---------- EXERCISE DATA
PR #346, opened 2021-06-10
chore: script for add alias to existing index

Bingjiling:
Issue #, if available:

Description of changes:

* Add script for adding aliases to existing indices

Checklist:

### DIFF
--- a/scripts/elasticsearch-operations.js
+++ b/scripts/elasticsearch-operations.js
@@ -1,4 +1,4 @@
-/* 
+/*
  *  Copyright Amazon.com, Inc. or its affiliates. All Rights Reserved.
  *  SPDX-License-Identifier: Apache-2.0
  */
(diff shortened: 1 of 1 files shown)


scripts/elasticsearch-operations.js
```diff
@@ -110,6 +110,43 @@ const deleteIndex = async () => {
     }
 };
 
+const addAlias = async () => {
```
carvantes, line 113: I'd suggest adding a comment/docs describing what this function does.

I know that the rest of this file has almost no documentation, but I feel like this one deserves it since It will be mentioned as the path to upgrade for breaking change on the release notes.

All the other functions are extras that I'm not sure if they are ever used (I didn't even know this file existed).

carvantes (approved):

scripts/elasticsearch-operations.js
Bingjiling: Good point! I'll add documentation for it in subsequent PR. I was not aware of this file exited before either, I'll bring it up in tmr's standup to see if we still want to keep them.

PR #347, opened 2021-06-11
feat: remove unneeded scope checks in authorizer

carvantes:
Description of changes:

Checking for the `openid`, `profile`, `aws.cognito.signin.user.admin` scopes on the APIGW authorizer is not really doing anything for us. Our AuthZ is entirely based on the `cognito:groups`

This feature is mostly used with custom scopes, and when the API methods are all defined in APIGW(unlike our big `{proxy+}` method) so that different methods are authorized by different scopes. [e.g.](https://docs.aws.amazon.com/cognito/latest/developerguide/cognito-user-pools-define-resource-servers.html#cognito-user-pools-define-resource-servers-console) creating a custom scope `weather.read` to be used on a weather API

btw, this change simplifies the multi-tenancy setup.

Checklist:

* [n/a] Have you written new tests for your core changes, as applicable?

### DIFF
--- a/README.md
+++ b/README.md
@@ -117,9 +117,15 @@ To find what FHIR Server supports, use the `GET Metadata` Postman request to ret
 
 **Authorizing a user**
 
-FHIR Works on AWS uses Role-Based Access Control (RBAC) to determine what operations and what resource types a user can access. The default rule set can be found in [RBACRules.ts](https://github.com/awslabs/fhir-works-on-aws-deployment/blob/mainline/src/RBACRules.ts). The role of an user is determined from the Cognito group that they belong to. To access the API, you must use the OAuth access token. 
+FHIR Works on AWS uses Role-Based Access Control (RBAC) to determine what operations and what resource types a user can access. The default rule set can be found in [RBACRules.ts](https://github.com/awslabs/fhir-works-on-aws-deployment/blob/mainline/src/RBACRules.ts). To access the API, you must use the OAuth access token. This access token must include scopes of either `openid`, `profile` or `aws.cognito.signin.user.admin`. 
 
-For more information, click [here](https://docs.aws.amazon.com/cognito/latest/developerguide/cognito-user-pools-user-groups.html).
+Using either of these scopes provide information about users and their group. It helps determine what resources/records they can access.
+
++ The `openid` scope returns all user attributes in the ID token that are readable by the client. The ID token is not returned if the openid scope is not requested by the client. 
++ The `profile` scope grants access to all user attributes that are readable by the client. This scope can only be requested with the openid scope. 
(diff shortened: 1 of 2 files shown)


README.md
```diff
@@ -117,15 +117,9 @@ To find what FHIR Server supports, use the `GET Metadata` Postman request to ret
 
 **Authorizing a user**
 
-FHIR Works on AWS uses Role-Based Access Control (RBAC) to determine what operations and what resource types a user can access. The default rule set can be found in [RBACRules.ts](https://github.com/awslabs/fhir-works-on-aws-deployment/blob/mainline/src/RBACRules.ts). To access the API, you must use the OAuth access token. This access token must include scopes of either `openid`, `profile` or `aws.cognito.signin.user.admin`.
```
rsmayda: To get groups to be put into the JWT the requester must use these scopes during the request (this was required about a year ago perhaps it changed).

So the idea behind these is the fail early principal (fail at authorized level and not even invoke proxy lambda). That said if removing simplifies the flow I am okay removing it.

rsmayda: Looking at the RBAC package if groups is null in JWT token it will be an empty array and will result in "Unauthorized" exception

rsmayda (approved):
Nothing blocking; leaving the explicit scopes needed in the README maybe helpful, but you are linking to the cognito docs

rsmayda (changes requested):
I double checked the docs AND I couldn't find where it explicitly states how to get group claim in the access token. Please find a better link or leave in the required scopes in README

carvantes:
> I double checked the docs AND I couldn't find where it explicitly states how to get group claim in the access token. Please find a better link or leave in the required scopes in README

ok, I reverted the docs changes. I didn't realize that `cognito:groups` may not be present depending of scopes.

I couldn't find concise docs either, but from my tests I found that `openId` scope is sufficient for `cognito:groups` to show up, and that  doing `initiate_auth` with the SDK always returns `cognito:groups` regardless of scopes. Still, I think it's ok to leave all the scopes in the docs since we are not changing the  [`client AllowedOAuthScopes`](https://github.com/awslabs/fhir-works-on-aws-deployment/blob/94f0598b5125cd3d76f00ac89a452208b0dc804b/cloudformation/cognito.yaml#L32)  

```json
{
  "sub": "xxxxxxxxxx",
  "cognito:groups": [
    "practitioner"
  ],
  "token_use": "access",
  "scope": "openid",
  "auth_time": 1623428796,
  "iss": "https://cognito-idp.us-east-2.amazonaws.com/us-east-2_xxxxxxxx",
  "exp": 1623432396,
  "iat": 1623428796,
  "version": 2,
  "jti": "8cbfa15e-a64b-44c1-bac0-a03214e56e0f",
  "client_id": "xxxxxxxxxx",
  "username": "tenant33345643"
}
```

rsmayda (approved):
--------------------
---------- EXERCISE DATA
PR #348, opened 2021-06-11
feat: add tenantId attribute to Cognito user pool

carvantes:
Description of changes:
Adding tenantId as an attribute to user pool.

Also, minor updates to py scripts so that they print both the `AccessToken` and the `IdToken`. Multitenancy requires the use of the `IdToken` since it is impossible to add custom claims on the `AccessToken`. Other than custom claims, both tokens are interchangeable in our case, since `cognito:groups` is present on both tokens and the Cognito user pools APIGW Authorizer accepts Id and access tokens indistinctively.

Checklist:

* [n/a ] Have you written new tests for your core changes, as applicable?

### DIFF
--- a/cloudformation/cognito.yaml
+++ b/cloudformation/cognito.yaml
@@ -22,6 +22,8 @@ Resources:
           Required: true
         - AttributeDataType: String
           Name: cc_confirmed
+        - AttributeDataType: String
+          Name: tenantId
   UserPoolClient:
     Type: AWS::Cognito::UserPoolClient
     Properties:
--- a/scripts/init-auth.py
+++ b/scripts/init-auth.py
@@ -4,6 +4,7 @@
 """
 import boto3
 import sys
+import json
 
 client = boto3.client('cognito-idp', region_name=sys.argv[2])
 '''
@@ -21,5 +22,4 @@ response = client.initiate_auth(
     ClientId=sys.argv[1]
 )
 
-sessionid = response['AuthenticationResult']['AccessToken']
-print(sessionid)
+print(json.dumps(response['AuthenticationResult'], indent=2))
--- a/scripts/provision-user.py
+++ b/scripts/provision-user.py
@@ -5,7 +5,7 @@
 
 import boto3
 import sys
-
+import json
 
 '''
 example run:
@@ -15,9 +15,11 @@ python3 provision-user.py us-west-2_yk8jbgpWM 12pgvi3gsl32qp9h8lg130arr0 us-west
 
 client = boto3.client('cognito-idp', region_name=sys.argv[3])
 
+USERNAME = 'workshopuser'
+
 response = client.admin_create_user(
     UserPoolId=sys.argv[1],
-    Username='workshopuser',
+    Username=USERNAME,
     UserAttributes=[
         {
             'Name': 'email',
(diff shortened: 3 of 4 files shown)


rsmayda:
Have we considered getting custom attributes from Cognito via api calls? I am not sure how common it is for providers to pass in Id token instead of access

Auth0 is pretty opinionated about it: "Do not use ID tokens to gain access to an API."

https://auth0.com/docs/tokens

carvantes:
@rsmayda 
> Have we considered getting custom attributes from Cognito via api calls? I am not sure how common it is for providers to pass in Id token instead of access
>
--------------------
---------- EXERCISE DATA
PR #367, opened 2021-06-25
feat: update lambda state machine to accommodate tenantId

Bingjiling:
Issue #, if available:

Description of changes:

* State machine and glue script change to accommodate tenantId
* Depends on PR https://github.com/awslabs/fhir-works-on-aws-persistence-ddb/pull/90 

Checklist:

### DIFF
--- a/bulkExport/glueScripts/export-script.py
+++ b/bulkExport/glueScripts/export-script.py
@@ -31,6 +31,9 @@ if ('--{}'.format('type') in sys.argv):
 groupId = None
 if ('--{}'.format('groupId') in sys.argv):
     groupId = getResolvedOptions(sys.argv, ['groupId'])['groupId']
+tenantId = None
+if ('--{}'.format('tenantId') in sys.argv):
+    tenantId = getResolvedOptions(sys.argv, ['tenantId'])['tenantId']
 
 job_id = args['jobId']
--------------------
## [WHAT YOU WILL DO]
Look above for the line containing "PR #346, opened 2021-06-10" and the line containing "(diff shortened: 1 of 1 files shown)". Transcribe both, with the lines between them, exactly.

## [OUTPUT]
PR #346, opened 2021-06-10
chore: script for add alias to existing index

Bingjiling:
Issue #, if available:

Description of changes:

* Add script for adding aliases to existing indices

Checklist:

### DIFF
--- a/scripts/elasticsearch-operations.js
+++ b/scripts/elasticsearch-operations.js
@@ -1,4 +1,4 @@
-/* 
+/*
  *  Copyright Amazon.com, Inc. or its affiliates. All Rights Reserved.
  *  SPDX-License-Identifier: Apache-2.0
  */
(diff shortened: 1 of 1 files shown)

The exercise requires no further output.